# Completely bewildered...Please help!



## Captainlaurie (Aug 11, 2009)

Hey everyone,

I'm new to the forum, stopped in looking for some help because I'm at an utter loss here.

I inherited a whole bunch of home theater stuff about a year and a half ago when my dad died, and finally got around to unpacking all of it after a move. I've got no clue what to do with it, though. I figured perhaps if I listed what I have, someone would be awesome enough to help me out with a rundown of what to do.

What I have:

Sony STR-DE845 receiver/control center
Adcom amplifier model# GFA-545
Adcom amplifier model# GFA-535
Adcom amplifier model# GTP-500
Carver Preamp C2
Velodyne CHT-8 subwoofer (this I do have the cable for)
Center speaker
2 pairs of other speakers


What I lack:

manuals for anything
cables
speaker wire
knowhow

Any suggestions? What I'd like to do is to be able to run my dvd player, VCR and PS2 through the receiver. I also have an NES system that I think would be pretty awesome.

I downloaded the manual for the Sony receiver and am going to try to puzzle my way through it, but I'd prefer to have someone in my corner that knows what they're doing.

Thanks very much in advance for any help that anyone can send my way.


----------



## Sonnie (Apr 11, 2006)

You have several options.

What are name brand and model of the two pairs of other speakers and the center?


----------



## Captainlaurie (Aug 11, 2009)

Thanks for replying, sonnie. I appreciate it.

Center speaker: Pioneer S-CR400-K

2 smaller Acoustic Research 215PS speakers, and 2 larger Pioneer speakers. I can't get to those at the moment as they're boxed and under a bunch of heavy equipment, so I can't grab the model number. All four of the speakers have just the typical red and black ports on the back. I had assumed that speakers didn't even matter as long as I had some, so I didn't note the number when I was looking at the Pioneers.

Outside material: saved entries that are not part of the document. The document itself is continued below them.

PR #1613, opened 2016-02-28
Group membership check in readConfig (fixes #711)

### LINKED ISSUE #711: Running sandstorm admin-token as non-privileged user crashes
Should probably offer a user-readable error "Run as root user or under sudo"

```
$ sandstorm admin-token
*** Uncaught exception ***
sandstorm/util.c++:47: failed: open(name.cStr(), flags, mode): Permission denied; name = ../var/sandstorm/adminToken
stack: 0x541e08 0x541d89 0x541d7a 0x5143a1 0x515025
```

mrdomino:
Testing: tried running `sandstorm admin-token` as root with a SERVER_USER, and as non-root with a matching uid, and with a different uid that was a supplementary member of SERVER_USER's group (passes the check in all cases), and with a different uid that was not a member (fails the check).

### DIFF
--- a/src/sandstorm/run-bundle.c++
+++ b/src/sandstorm/run-bundle.c++
@@ -234,8 +234,10 @@ kj::Array<uint> parsePorts(kj::Maybe<uint> httpsPort, kj::StringPtr portList) {
   return kj::mv(result);
 }
 
-kj::Maybe<UserIds> getUserIds(kj::StringPtr name) {
+kj::Maybe<UserIds> getUserIds(kj::Maybe<kj::StringPtr> name) {
   // We can't use getpwnam() in a statically-linked binary, so we shell out to id(1).  lol.
+  // This returns the UserIds for the passed name, or the user this process is running as if nullptr
+  // is passed.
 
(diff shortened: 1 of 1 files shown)


garply:

mrdomino:
Updated: I now default config.uids to the current user's uid/gid. Testing, in addition to the above: verified that `sandstorm admin-token` with no SERVER_USER passes for a non-root user.

kentonv:
Why do all this work instead of calling `access()`?

mrdomino:
I was concerned about possible cases like calling sandstorm without a var/sandstorm at some point -- maybe a hypothetical sandstorm install or something. But just calling access definitely feels better to me than running through gids. So if we can rely on ../var/sandstorm existing and having correct permissions, then I'll happily resubmit with that approach.

mrdomino:
I went and did it anyway: https://github.com/sandstorm-io/sandstorm/pull/1617. Yeah, way simpler.

kentonv:
Closing this since I like the access() approach better. Thanks!

PR #1617, opened 2016-02-29
Fail early if we can't access var/sandstorm

### LINKED ISSUE #711: Running sandstorm admin-token as non-privileged user crashes

mrdomino:
Fixes #711 via the `access()` method.

### DIFF
--- a/src/sandstorm/run-bundle.c++
+++ b/src/sandstorm/run-bundle.c++
@@ -821,6 +821,7 @@ public:
 
   kj::MainBuilder::Validity adminToken() {
     changeToInstallDir();
+    checkAccess();
 
     // Get 20 random bytes for token.
     kj::byte bytes[20];
@@ -924,6 +925,19 @@ private:
   void changeToInstallDir() {
     KJ_SYSCALL(chdir(getInstallDir().cStr()));
     changedDir = true;
+  }
+
+  void checkAccess() {
+    KJ_ASSERT(changedDir);
+    if (access("../var/sandstorm", W_OK) == -1) {
+      if (errno == EACCES) {
+        KJ_FAIL_REQUIRE(
+            "Sandstorm was not run with appropriate privileges; rerun as root or the user for "
+            "which it was installed.");
+      } else {
+        KJ_FAIL_SYSCALL("access", errno);
+      }
+    }
   }
 
   void checkOwnedByRoot(kj::StringPtr path, kj::StringPtr title) {


garply:

src/sandstorm/run-bundle.c++
```diff
@@ -647,13 +647,13 @@ public:
     // Make sure the pidfile is close-on-exec.
     KJ_SYSCALL(fcntl(pidfile, F_SETFD, FD_CLOEXEC));
 
-    changeToInstallDir();
+    changeToInstallDirAndCheckAccess();
```
kentonv: I'm somewhat terrified that there could be some significant number of installations out there that randomly don't have /var/sandstorm writable by the group, but have the appropriate subdirectories writable such that things do actually still work. If we add a check in `continue_` then all those servers will die when they update. Similarly if the check is in `start` then they'll all die on their next reboot. I really don't want people to start fearing that an auto-update might randomly kill their server, so I'd rather not perform the check in these cases.

src/sandstorm/run-bundle.c++
```diff
@@ -742,7 +742,7 @@ public:
   }
 
   kj::MainBuilder::Validity status() {
-    changeToInstallDir();
+    changeToInstallDirAndCheckAccess();
```
kentonv: Arguably `status` shouldn't require this check. It can often complete just fine without any write permissions.

src/sandstorm/run-bundle.c++
```diff
@@ -921,8 +921,15 @@ private:
     return kj::heapString(exeName.slice(0, KJ_ASSERT_NONNULL(exeName.findLast('/'))));
   }
 
-  void changeToInstallDir() {
+  void changeToInstallDirAndCheckAccess() {
     KJ_SYSCALL(chdir(getInstallDir().cStr()));
+    if (access("../var/sandstorm", W_OK) == -1) {
+      if (errno == EACCES) {
+        KJ_FAIL_REQUIRE("Sandstorm must be run as root or a member of SERVER_USER's group.");
```
kentonv: This error is not quite correct:
- If Sandstorm was installed as root, then it must be started as root, regardless of SERVER_USER.
- If Sandstorm was installed as non-root, then it must always be run as the same user who installed it, and I think SERVER_USER is not actually specified in the config.

kentonv: However, `dev` should never run as root, even if Sandstorm was installed as root; it should be run by someone inside the server user's group.

kentonv:
Hmm, this seems to be more complicated than it seemed. Possibly we should focus solely on doing the check in the `admin-token` command for now, since that was what issue #711 complained about?

mrdomino:
Sounds reasonable. I'll resubmit next time I get a chance to work on it.

src/sandstorm/run-bundle.c++
mrdomino: Okay, so special message for the dev command? Is there an easily-detectable way of finding out whether Sandstorm was installed as root? Or should the message just include the full conditional?

mrdomino:
Resubmitted. Sorry it took so long -- unusually busy these days.

kentonv:
Thanks! To answer this question:

> Okay, so special message for the dev command? Is there an easily-detectable way of finding out whether Sandstorm was installed as root? Or should the message just include the full conditional?

There's a `runningAsRoot` member which tells you if the command is running as root. If `readConfig()` has been called, it will have verified if `runningAsRoot` is true then `SERVER_USER` is configured. Arguably if `runningAsRoot` is not true then `readConfig()` should fail if `SERVER_USER` *is* configured, since the presence of `SERVER_USER` implies that Sandstorm should start as root (and should setuid() itself later).

Anyway, not important.

PR #1618, opened 2016-02-29
Ignore child tokens in 'requestingAccess' publish.

dwrensha:
Currently, if a user receives access to a grain through a sharing link, that link gets revoked, and then the user tries to visit the grain from their grain list, the client goes into an infinite retry loop.

This fixes the problem.


kentonv:
Is there a similar problem if the user has received a direct share from Bob, but Bob's own access has been revoked?

dwrensha:
No, because the `requestingAccess` subscription only picks up non-revoked direct shares from the grain owner.

kentonv:
Ah, I see.

PR #3302, opened 2020-04-27
Use es6 modules in the Sandcats ACME.js plugin.

zenhack:
@kentonv, the magic seems to be to put `"type": "module"` in package.json, but I had to actually pop it open and try it to figure it out, so I figured I'd just send a pr rather than make you replicate it.

...it would be nice if it were possible for other people to run these tests somehow.

### DIFF
--- a/acme-dns-01-sandcats/index.js
+++ b/acme-dns-01-sandcats/index.js
@@ -1,8 +1,8 @@
 'use strict';
 
-const https = require("https");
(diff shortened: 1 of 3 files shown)


kentonv:
Thanks! And sorry the test is crappy... the test framework (provided by acme.js) is designed to run against a real live service and I didn't have the patience to write code to have it register a new sandcats account or whatever for testing.

PR #3308, opened 2020-05-01
Docs: Provide advice for AD-over-LDAP config

ocdtrekkie:
The default searchUsername populated by Sandstorm is `uid`, which is not populated in Active Directory. I figured we should add an implementation note here on what setting(s) someone should consider when trying to use LDAP with Active Directory. I believe both choices presented in this PR are potentially valid choices depending on the environment.


zenhack:
I have no experience with AD and haven't really dug into our own ldap support, so I can't really comment much on the substance of the docs, but looks reasonable?

ocdtrekkie:
I'll take a "looks reasonable" with the part where this is a tested implementation. Also, this information is valid for both my new Active Directory domain created this week and my work's Active Directory domain created sometime in the 1990s. So I have fairly high confidence in this being very true about Active Directory domains.

PR #3311, opened 2020-05-02
Revert "Fix flakiness from race condition in installApp test helper"

kentonv:
Reverts sandstorm-io/sandstorm#3294

This seems to have created more test failures.


kentonv:
(@zenhack and @ocdtrekkie told me this should be reverted.)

I'm going for simplicity here--I'm most likely not going to use the amplifier in my tiny studio apartment--I don't think the walls could take it, plus I have other plans for the amp involving a CD+G player and some Karaoke cds. (I'm a bartender and we're trying to drag in more business. Might ask for suggestions on that setup in a different thread.) I do need suggestions on what kind of wire I need for the speakers.

Another issue: downloaded the manual for my Sony STR-DE845 and I'm missing an "audio/video/control S connecting cord" and a "control S connecting cord." Have no idea where to find replacements if these cables are model-specific.

Thanks again,
L.


----------



## eugovector (Sep 4, 2006)

Well, if you're talking the Sony Sony STR-DE845, the manual is here: http://www.docs.sony.com/release/STRDE945.pdf

Please note that while you have those nice amplifiers, the Sony has no pre-amp outputs, so you won't be able to use them. The retailed for $500 UK pounds new in the early 90s, so they are worth holding on to if you plan to get a bigger system and pre-amp someday, but won't be needed for your current setup.

Take a look at the manual, and let us know what lingering questions you have.


----------



## tonyvdb (Sep 5, 2007)

I agree with Marshall, keep the amps as they are very good and will come in very handy down the road.

As far as the receiver is concerned the receiver is capable of decoding Dolby digital and DTS so you will be able to enjoy most audio formats available on DVD. What you will need to hook up a DVD player is one optical cable (fiber optic) for the audio and go directly to the TV with the video. 
Speaker wire is easy to get from your local Home depot and does not cost very much. for your setup 14awg wire is more than sufficient and you will simply hook the speakers up to the receiver using the terminals provided.


----------